■ **ACTIVITY**:
Pick out the lines below that include the string "github".

■ **RECORD SET**:
■ ■ ■ ■ ■
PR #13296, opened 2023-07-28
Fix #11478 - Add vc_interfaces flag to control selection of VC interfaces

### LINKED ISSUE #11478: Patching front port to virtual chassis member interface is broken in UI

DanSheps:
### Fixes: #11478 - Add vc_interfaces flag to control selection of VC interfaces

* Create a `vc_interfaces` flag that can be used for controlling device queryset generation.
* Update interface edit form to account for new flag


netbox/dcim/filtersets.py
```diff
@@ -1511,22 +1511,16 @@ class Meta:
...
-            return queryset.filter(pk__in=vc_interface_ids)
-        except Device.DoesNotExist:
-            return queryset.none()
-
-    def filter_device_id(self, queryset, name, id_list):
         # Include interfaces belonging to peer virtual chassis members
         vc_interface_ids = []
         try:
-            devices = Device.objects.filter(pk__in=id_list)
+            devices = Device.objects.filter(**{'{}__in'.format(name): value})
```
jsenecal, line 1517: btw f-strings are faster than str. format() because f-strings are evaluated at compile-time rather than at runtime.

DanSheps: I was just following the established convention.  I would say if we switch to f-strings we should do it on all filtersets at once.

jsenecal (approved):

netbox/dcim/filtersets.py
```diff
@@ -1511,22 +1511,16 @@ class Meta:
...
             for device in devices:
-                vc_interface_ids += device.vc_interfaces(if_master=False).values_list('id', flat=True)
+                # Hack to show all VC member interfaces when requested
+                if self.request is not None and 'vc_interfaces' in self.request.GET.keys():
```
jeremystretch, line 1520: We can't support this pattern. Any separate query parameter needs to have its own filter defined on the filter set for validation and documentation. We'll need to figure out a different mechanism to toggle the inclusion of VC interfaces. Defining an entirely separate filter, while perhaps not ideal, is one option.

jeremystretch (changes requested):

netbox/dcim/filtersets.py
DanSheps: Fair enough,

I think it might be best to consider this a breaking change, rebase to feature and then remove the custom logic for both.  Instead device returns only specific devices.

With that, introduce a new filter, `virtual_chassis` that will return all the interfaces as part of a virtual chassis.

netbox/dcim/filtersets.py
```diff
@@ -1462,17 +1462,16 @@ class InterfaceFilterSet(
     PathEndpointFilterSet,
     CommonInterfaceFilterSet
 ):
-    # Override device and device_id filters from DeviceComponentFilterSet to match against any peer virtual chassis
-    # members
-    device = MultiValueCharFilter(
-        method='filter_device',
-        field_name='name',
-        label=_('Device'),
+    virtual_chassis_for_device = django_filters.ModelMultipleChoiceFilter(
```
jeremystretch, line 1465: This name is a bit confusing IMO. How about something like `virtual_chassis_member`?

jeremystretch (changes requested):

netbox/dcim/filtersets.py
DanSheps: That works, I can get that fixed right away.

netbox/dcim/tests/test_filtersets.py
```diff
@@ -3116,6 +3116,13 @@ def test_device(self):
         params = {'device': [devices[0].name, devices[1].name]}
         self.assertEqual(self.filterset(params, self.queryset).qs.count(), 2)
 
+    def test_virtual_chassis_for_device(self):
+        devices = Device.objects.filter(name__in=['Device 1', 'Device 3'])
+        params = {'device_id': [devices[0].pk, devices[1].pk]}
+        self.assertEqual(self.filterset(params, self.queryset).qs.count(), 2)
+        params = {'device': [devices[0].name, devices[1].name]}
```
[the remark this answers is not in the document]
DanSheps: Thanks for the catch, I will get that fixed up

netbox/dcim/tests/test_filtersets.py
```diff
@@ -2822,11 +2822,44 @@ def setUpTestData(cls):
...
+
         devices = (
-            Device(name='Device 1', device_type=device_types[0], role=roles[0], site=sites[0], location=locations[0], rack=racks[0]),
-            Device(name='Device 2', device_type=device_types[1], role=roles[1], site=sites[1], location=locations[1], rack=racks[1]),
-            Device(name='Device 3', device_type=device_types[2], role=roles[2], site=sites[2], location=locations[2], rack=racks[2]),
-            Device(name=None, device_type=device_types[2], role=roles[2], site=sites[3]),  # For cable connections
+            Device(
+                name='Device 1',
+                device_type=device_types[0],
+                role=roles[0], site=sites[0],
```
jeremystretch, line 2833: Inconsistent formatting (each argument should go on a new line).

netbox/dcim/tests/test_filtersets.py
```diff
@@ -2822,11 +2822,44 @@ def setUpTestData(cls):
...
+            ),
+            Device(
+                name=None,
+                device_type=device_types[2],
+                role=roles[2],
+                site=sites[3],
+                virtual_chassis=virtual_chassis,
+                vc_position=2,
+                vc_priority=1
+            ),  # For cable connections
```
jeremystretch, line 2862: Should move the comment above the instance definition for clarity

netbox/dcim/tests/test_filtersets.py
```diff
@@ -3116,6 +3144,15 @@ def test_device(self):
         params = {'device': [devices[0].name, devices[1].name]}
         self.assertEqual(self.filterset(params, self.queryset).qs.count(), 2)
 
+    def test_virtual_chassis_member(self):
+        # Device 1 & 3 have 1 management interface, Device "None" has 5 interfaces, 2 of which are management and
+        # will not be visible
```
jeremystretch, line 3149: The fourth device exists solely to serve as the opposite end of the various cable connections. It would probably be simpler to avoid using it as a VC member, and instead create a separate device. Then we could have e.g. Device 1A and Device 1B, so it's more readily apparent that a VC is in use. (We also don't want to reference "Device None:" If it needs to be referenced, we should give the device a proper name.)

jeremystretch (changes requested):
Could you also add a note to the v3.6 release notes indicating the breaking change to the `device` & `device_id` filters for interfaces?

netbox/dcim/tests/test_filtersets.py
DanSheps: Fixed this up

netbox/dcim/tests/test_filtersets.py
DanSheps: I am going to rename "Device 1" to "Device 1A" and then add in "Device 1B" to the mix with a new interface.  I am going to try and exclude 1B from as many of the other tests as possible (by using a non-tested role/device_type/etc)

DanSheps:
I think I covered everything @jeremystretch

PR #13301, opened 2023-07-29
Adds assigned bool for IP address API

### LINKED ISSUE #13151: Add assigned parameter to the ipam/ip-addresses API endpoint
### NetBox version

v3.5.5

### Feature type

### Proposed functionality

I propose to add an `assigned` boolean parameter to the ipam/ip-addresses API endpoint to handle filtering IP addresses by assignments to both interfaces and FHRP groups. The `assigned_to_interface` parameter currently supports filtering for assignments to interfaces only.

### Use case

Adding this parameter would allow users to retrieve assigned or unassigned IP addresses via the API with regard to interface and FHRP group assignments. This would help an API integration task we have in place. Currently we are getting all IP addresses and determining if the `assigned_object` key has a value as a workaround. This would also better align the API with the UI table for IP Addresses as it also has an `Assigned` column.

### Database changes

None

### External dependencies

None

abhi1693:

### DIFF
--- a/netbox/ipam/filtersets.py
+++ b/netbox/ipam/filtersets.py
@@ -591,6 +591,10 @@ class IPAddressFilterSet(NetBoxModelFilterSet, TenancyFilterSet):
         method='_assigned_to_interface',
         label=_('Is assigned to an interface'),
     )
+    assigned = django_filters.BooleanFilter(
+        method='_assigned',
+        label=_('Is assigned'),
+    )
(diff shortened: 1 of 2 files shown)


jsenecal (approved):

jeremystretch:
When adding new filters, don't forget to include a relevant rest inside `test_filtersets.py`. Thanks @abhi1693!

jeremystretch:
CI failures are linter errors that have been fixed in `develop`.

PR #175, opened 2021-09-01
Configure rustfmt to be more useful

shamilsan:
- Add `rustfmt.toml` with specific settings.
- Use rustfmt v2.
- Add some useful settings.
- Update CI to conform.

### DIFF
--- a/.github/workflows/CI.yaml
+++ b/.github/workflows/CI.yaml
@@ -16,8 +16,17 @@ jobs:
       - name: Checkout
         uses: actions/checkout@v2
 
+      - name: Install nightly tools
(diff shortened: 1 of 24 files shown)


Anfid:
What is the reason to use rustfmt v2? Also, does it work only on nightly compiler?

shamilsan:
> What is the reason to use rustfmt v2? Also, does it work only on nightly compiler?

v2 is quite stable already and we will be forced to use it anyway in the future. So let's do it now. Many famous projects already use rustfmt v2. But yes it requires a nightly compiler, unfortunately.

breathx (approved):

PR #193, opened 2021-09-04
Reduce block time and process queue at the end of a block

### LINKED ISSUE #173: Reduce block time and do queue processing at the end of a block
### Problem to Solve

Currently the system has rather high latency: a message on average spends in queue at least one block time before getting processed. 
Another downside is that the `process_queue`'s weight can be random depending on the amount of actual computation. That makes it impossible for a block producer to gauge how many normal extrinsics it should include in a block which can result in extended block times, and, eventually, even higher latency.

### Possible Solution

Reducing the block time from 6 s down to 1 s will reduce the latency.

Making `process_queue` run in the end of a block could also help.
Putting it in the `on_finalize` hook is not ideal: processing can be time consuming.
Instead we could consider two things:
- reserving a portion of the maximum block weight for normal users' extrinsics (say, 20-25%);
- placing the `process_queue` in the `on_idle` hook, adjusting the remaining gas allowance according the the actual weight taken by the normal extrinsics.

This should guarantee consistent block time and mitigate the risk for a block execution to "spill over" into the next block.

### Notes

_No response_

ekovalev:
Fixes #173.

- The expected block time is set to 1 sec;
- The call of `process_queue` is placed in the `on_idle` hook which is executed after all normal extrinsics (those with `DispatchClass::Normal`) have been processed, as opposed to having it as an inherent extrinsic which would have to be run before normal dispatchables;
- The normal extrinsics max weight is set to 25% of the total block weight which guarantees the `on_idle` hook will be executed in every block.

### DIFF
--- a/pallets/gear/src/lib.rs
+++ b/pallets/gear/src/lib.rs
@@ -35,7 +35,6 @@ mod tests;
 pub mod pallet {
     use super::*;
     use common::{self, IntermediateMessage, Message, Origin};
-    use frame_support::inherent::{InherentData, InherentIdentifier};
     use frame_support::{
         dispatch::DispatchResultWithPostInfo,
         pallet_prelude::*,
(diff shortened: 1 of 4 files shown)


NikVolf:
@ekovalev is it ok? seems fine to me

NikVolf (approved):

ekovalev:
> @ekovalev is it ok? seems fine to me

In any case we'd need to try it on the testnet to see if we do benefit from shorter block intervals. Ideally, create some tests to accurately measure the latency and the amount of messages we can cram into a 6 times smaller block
■ ■ ■ ■ ■
■ **PROBLEM SOLUTION**:
--- a/.github/workflows/CI.yaml
+++ b/.github/workflows/CI.yaml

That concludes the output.